PR #14900, opened 2024-11-17
fix flaky tests under DubboAppenderTest

ljmcr:
Two tests under module dubbo-common are detected as Order-Dependent flaky tests:
`org.apache.dubbo.common.utils.DubboAppenderTest.testAvailable`
`org.apache.dubbo.common.utils.DubboAppenderTest.testAppend`

In this PR, I modified the test setup to ensure that each unit test starts with an independent state by resetting the DubboAppender in the @BeforeEach method. Currently, all tests rely on the tearDown() method annotated with @AfterEach to clear the state. However, in unit testing, it is essential for each test to be independent and not depend on the state left by previous tests. If a test fails in a way that prevents tearDown() from running (e.g., due to an unexpected exception or forced termination), it can result in residual state in logList, causing dependencies between tests and breaking test isolation.

Additionally, I replaced assumeTrue() and assumeFalse() with assertThat() to ensure that tests fail with clear feedback when conditions are not met, rather than being skipped. Using assertions is better to report failures directly, rather than directly skipping a test when a condition is not met.

## Checklist


wcy666103:
use `mvn spotless:apply` to format the code.

PR #14950, opened 2024-11-28
Close-NodeCache-before-Curator

wcy666103:

https://github.com/apache/dubbo/issues/10150#issuecomment-2505167696

Close every NodeCache before close CuratorFramework.

## Checklist


wcy666103:
The `nodeCacheMap` is a cache, and each cache should not be closed when the current client is destroyed.

imfms:
> The `nodeCacheMap` is a cache, and each cache should not be closed when the current client is destroyed.
```java
private static Map<String, NodeCache> nodeCacheMap = new ConcurrentHashMap<>();
```
Global cache across multiple Dubbo instances in the same process?
It seems that Nodecache (CuratorFramework client, String path) holds a reference to the CuratorFramework-client, I don't know if there is a problem with different client-cache across multiple instances.

I'm not very familiar with the Dubbo code, or maybe I'm just overthinking it.
I've temporarily ignored NodeCache's ERROR log: Expected state [ STARTED ] was [ STOPPED]

Thanks for your work.

PR #15006, opened 2024-12-20
Check the md5 of the metadata cache file

finefuture:
The local cache file may be damaged for various reasons, resulting in a no provider exception, check the consistency of md5 can avoid this problem.

## Checklist


dubbo-metadata/dubbo-metadata-api/src/main/java/org/apache/dubbo/metadata/MetadataInfo.java
```diff
@@ -212,6 +207,15 @@ public synchronized String calAndGetRevision() {
         return revision;
     }
 
+    public String calRevision() {
```
AlbumenJ: It would be better to add a lock here to prevent concurrent modification.

BTW, please check other operation will aquire lock

AlbumenJ (changes requested):

dubbo-metadata/dubbo-metadata-api/src/main/java/org/apache/dubbo/metadata/MetadataInfo.java
finefuture: Done.

AlbumenJ (approved):

PR #15014, opened 2024-12-24
remove unnecessary protocolRevisionsToUrls and build newServiceUrls d…

aruato:
…irectly

The primary role of **protocolRevisionsToUrls** in the overall code logic is to act as an intermediate cache, mapping **(protocol, port, revisions)** to **urls**. However, the ultimate goal is to construct **newServiceUrls**, and **protocolRevisionsToUrls** is not directly used elsewhere. This layer can be completely removed, and the results can be directly stored in **newServiceUrls**.

## Checklist


finefuture (commented):
If this logic is deleted, a lot of unnecessary repeated calculations will be added when the same revision is encountered.

Issue #15031, opened 2025-01-02
[Feature] Add a configuration to determine whether to enable the point-to-point network interface


finefuture:
### Pre-check

- [X] I am sure that all the content I provide is in English.

### Search before asking

- [X] I had searched in the [issues](https://github.com/apache/dubbo/issues?q=is%3Aissue) and found no similar feature requirement.

### Apache Dubbo Component

Java SDK (apache/dubbo)

### Descriptions

**The potential impact of point-to-point network interface on RPC**

> Interference communication mode: Point to point network interface are typically used to establish direct connections between two specific nodes, such as connecting two data centers through dedicated lines. In RPC, if not handled correctly, this point-to-point connection characteristic may interfere with normal communication modes. For example, RPC is typically expected to work in a more general network environment, which may involve multiple clients communicating with one or more servers, while point-to-point network interface may restrict communication between specific two endpoints, which does not meet the general communication requirements of RPC.

**What is the function I expect**

> Add a configuration to determine whether to enable the point-to-point network interface.

### Are you willing to submit a pull request to fix on your own?

- [X] Yes I am willing to submit a pull request on my own!

### Code of Conduct

- [X] I agree to follow this project's [Code of Conduct](https://www.apache.org/foundation/policies/conduct)

PR #15032, opened 2025-01-03
Add a configuration to determine whether to enable the point-to-point network interface

finefuture:
Related   #15031 

## Checklist

### DIFF
--- a/dubbo-common/src/main/java/org/apache/dubbo/common/constants/CommonConstants.java
+++ b/dubbo-common/src/main/java/org/apache/dubbo/common/constants/CommonConstants.java
@@ -738,6 +738,15 @@ public interface CommonConstants {
          */
         String DUBBO_PREFERRED_NETWORK_INTERFACE = "dubbo.network.interface.preferred";
 
+        /**
+         * The property name for {@link NetworkInterface#isPointToPoint() return whether a network interface is a point
+         * to point interface} that the Dubbo application will determine whether to enable the point-to-point network
+         * interface
+         *
+         * @since 3.3
+         */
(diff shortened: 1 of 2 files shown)


dubbo-common/src/main/java/org/apache/dubbo/common/constants/CommonConstants.java
```diff
@@ -738,6 +738,15 @@ interface DubboProperty {
...
         String DUBBO_PREFERRED_NETWORK_INTERFACE = "dubbo.network.interface.preferred";
 
+        /**
+         * The property name for {@link NetworkInterface#isPointToPoint() return whether a network interface is a point
+         * to point interface} that the Dubbo application will determine whether to enable the point-to-point network
+         * interface
+         *
+         * @since 3.3
+         */
+        String DUBBO_NETWORK_INTERFACE_POINT_TO_POINT_ENABLE = "dubbo.network.interface.point-to-point.enable";
```
AlbumenJ:
```suggestion
        String DUBBO_NETWORK_INTERFACE_POINT_TO_POINT_IGNORED = "dubbo.network.interface.point-to-point.ignored";
```
would be better

AlbumenJ (changes requested):

dubbo-common/src/main/java/org/apache/dubbo/common/constants/CommonConstants.java
finefuture: Done.

AlbumenJ (approved):

PR #15046, opened 2025-01-09
Remove datasource status checker

CrazyHZM:
This content check should not be placed in dubbo.


AlbumenJ:
How about move to 3.4?

CrazyHZM:
> How about move to 3.4?

Already changed it to 3.4. @AlbumenJ

PR #15115, opened 2025-02-09
Fix triple protocol for native image

CrazyHZM:
## Checklist

### DIFF
--- a/dubbo-registry/dubbo-registry-api/src/main/java/org/apache/dubbo/registry/client/metadata/MetadataUtils.java
+++ b/dubbo-registry/dubbo-registry-api/src/main/java/org/apache/dubbo/registry/client/metadata/MetadataUtils.java
@@ -176,7 +176,7 @@ public class MetadataUtils {
         RemoteMetadataService remoteMetadataService;
         ProxyFactory proxyFactory =
                 applicationModel.getExtensionLoader(ProxyFactory.class).getAdaptiveExtension();
-        if (useV2) {
+        if (useV2 && !inNativeImage) {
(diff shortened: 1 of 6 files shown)


dubbo-registry/dubbo-registry-api/src/main/java/org/apache/dubbo/registry/client/metadata/MetadataUtils.java
```diff
@@ -176,7 +176,7 @@ public static RemoteMetadataService referMetadataService(ServiceInstance instanc
         RemoteMetadataService remoteMetadataService;
         ProxyFactory proxyFactory =
                 applicationModel.getExtensionLoader(ProxyFactory.class).getAdaptiveExtension();
-        if (useV2) {
+        if (useV2 && !inNativeImage) {
```
AlbumenJ, line 179: Why can't use v2 in native image here?

AlbumenJ (changes requested):

dubbo-registry/dubbo-registry-api/src/main/java/org/apache/dubbo/registry/client/metadata/MetadataUtils.java
CrazyHZM: MetadataServiceV2 only supports `nativestub` proxy mode. This needs to be supported separately, and the original problem should be fixed first in this pr.

AlbumenJ:
image

CrazyHZM:
> image

It doesn't seem to be about the change.

FoghostCn (approved):
LGTM

PR #15122, opened 2025-02-10
Ignore RejectedExecutionException if executor is shutdown during submit task

AlbumenJ:
…it task

## Checklist

### DIFF
--- a/dubbo-common/src/main/java/org/apache/dubbo/common/threadpool/serial/SerializingExecutor.java
+++ b/dubbo-common/src/main/java/org/apache/dubbo/common/threadpool/serial/SerializingExecutor.java
@@ -19,6 +19,7 @@ package org.apache.dubbo.common.threadpool.serial;
 import java.util.Queue;
 import java.util.concurrent.ConcurrentLinkedQueue;
 import java.util.concurrent.Executor;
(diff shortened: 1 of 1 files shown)


AlbumenJ:
@EarthChen @icodening @oxsean PTAL

dubbo-common/src/main/java/org/apache/dubbo/common/threadpool/serial/SerializingExecutor.java
```diff
@@ -73,6 +74,11 @@ private void schedule(Runnable removable) {
                     executor.execute(this);
                     success = true;
                 }
+            } catch (RejectedExecutionException e) {
+                if (!isShutdown(executor)) {
```
oxsean, line 78: Should we add some logs when ignoring?

oxsean (approved):

icodening (approved):
LGTM

dubbo-common/src/main/java/org/apache/dubbo/common/threadpool/serial/SerializingExecutor.java
AlbumenJ: This may produce a lot of logs

PR #15189, opened 2025-03-01
check the network,Local site be the preferred one

RainYuY:
I found an issue: every time I enable the VPN, Dubbo's local address check always picks up the VPN address instead of my machine's actual address. This leads to an incorrect address selection, preventing normal startup.

I found a similar issue reported a long time ago. Here are two ideas I have:

1. When retrieving the address, check if it is a SiteLocalAddress. If it is, return it directly; otherwise, return a reachable alternative address. (After my development and testing, this solution at least resolves the issue on my computer.)
2.Add an IP parameter to specify the preferred local network interface instead of relying on the interface name parameter.

## Checklist

### DIFF
--- a/dubbo-common/src/main/java/org/apache/dubbo/common/utils/NetUtils.java
+++ b/dubbo-common/src/main/java/org/apache/dubbo/common/utils/NetUtils.java
@@ -552,7 +552,11 @@ public final class NetUtils {
                     if (addressOp.isPresent()) {
                         try {
                             if (addressOp.get().isReachable(100)) {
-                                return networkInterface;
+                                if (addressOp.get().isSiteLocalAddress()) {
+                                    return networkInterface;
+                                } else {
+                                    result = networkInterface;
+                                }
                             }
                         } catch (IOException e) {
                             // ignore


zrlw:
<dubbo:protocol name="dubbo" port="20880" host="192.168.1.100"/>
you can use -D.... to choose special ip address.

zrlw:
see https://blog.csdn.net/tlcjbl/article/details/120708721

RainYuY:
> <dubbo:protocol name="dubbo" port="20880" host="192.168.1.100"/> you can use -D.... to choose special ip address.

You're right, @zrlw. This solves the protocol problem, but there are still some display issues and the need to consider whether there are other related issues. Also, I think we still need to consider the first tip.

zrlw:
There are many complex network scenarios besides VPN. for example, there might be no other way except to specify ip address and port bound to dubbo provider in docker container.

AlbumenJ:
How about register all the available ips to registry and let consumer try all the ips? But this might be a bad design:)

RainYuY:
> How about register all the available ips to registry and let consumer try all the ips? But this might be a bad design:)

I think so:)

PR #15190, opened 2025-03-01
FIX-15184 resolved NettyHttp Header add by set to empty String

dheerajaraj:
`io.netty.handler.codec.Headers.HttpMetadataAdapter` is adding a null value for `PseudoHeaderName.AUTHORITY` key. I checked the docs for `io.netty.handler.codec.Headers` and it might be linked to this [issue](https://github.com/spring-projects/spring-framework/issues/26274). So, I replaced with a default value of empty string "". All the client methods checking for the key `PseudoHeaderName.AUTHORITY` will do a null or empty value check using `StringUtils.isBlank()` and `StringUtils.isNotBlank`

## Checklist

### DIFF
--- a/dubbo-plugin/dubbo-triple-servlet/src/main/java/org/apache/dubbo/rpc/protocol/tri/servlet/HttpMetadataAdapter.java
+++ b/dubbo-plugin/dubbo-triple-servlet/src/main/java/org/apache/dubbo/rpc/protocol/tri/servlet/HttpMetadataAdapter.java
@@ -16,6 +16,7 @@
  */
 package org.apache.dubbo.rpc.protocol.tri.servlet;
 
+import org.apache.dubbo.common.utils.StringUtils;
 import org.apache.dubbo.remoting.http12.HttpHeaderNames;
 import org.apache.dubbo.remoting.http12.HttpHeaders;
 import org.apache.dubbo.remoting.http12.h2.Http2Header;
@@ -53,9 +54,10 @@ public final class HttpMetadataAdapter implements Http2Header {
                     headers.add(key, ven.nextElement());
                 }
             }
+            String hostName = request.getHeader(HttpHeaderNames.HOST.getName());
             headers.add(PseudoHeaderName.METHOD.value(), method());
             headers.add(PseudoHeaderName.SCHEME.value(), request.getScheme());
-            headers.add(PseudoHeaderName.AUTHORITY.value(), request.getHeader(HttpHeaderNames.HOST.getName()));
+            headers.add(PseudoHeaderName.AUTHORITY.value(), StringUtils.isBlank(hostName) ? "" : hostName);
             headers.add(PseudoHeaderName.PROTOCOL.value(), request.getProtocol());
             this.headers = headers;
         }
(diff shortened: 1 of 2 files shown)


RainYuY:
I think the target branch should be set to 3.3 instead of 3.4.

dheerajaraj:
hi @Stellar1999 actually the target branch was mentioned to be `3.3.3` in this [issue](https://github.com/apache/dubbo/issues/15184). The target class (`io.netty.handler.codec.Headers.HttpMetadataAdapter`) which is causing the Null Pointer Exception is occurring in `3.4` not in `3.3`.  Since I cannot find `3.3.3` in the [upstream repo](https://github.com/apache/dubbo/), I've set the target branch to `3.4`. Is this fine? Kindly advice 🙏

RainYuY:
> hi @Stellar1999 actually the target branch was mentioned to be `3.3.3` in this [issue](https://github.com/apache/dubbo/issues/15184). The target class (`io.netty.handler.codec.Headers.HttpMetadataAdapter`) which is causing the Null Pointer Exception is occurring in `3.4` not in `3.3`. Since I cannot find `3.3.3` in the [upstream repo](https://github.com/apache/dubbo/), I've set the target branch to `3.4`. Is this fine? Kindly advice 🙏

Version 3.3.3 is a subversion of 3.3, so I believe it should be merged into 3.3 first. After that, the Dubbo team usually merges it into 3.4 as well. I noticed you mentioned that this issue doesn’t affect 3.3. Does that mean you’re unable to reproduce this bug in version 3.3?

dheerajaraj:
Hi @Stellar1999, for version 3.3.3/3.4 the place where the error is happening (`org.apache.dubbo.rpc.protocol.tri.servlet.HttpMetadataAdapter.headers()#57`) looks like this as also mentioned in the original [issue](https://github.com/apache/dubbo/issues/15184): 
Screenshot 2025-03-02 at 15 46 35 

However, the same line in 3.3 looks like this: 
Screenshot 2025-03-02 at 15 47 16

Since you mentioned that 3.3.3 will be merged to 3.3, 
shall i change in 3.3 `request.getServerName()` to `request.getHeader(HttpHeaderNames.HOST.getName())` as how it's done in 3.3.3 & 3.4?

RainYuY:
> Hi @Stellar1999, for version 3.3.3/3.4 the place where the error is happening (`org.apache.dubbo.rpc.protocol.tri.servlet.HttpMetadataAdapter.headers()#57`) looks like this as also mentioned in the original [issue](https://github.com/apache/dubbo/issues/15184): Screenshot 2025-03-02 at 15 46 35
> 
> However, the same line in 3.3 looks like this: Screenshot 2025-03-02 at 15 47 16
> 
> Since you mentioned that 3.3.3 will be merged to 3.3, shall i change in 3.3 `request.getServerName()` to `request.getHeader(HttpHeaderNames.HOST.getName())` as how it's done in 3.3.3 & 3.4?

Oh, I see. I think this bug has already been fixed by PR [#15141](https://github.com/apache/dubbo/pull/15141). All we need to do now is merge 3.3 into 3.4. PTAL @zrlw @AlbumenJ

dheerajaraj:
Hi @Stellar1999 if i'm not wrong, the [bug](https://github.com/apache/dubbo/issues/15184) is caused because of this PR #15141. @robin977 could you kindly confirm if this the case?

AlbumenJ:
I will merge 3.3 into 3.4 later

AlbumenJ:
> I will merge 3.3 into 3.4 later

done

PR #661, opened 2021-08-17
wip: Argo d2

vitus133:
This is a proposed integration branch for argo cd day 2 operations.
It includes several PRs that we have in flight and will need a rebase after they are merged
/hold
cc @serngawy @nishant-parekh @imiller0


ztp/gitops-subscriptions/argocd/resource-hook-example/policygentemplates/common-ranGen.yaml
```diff
@@ -0,0 +1,55 @@
+---
```
imiller0, line 1: This is a duplicate of ztp/ztp-policy-generator/ranPolicyGenTempExamples/common-ranGen.yaml. We should have only one reference implementation and pull from there.

ztp/gitops-subscriptions/argocd/resource-hook-example/policygentemplates/kustomization.yaml
```diff
@@ -0,0 +1,4 @@
+resources:
```
imiller0, line 1: I'm not sure it makes sense to have a kustomization file here. These files are all committed to git where the argo pipeline is subscribed to them. We don't need a kustomization there.

ztp/resource-generator/src/watcher.py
_____
How many of the lines in the data above carry the word "final"? Say the number and nothing else.

2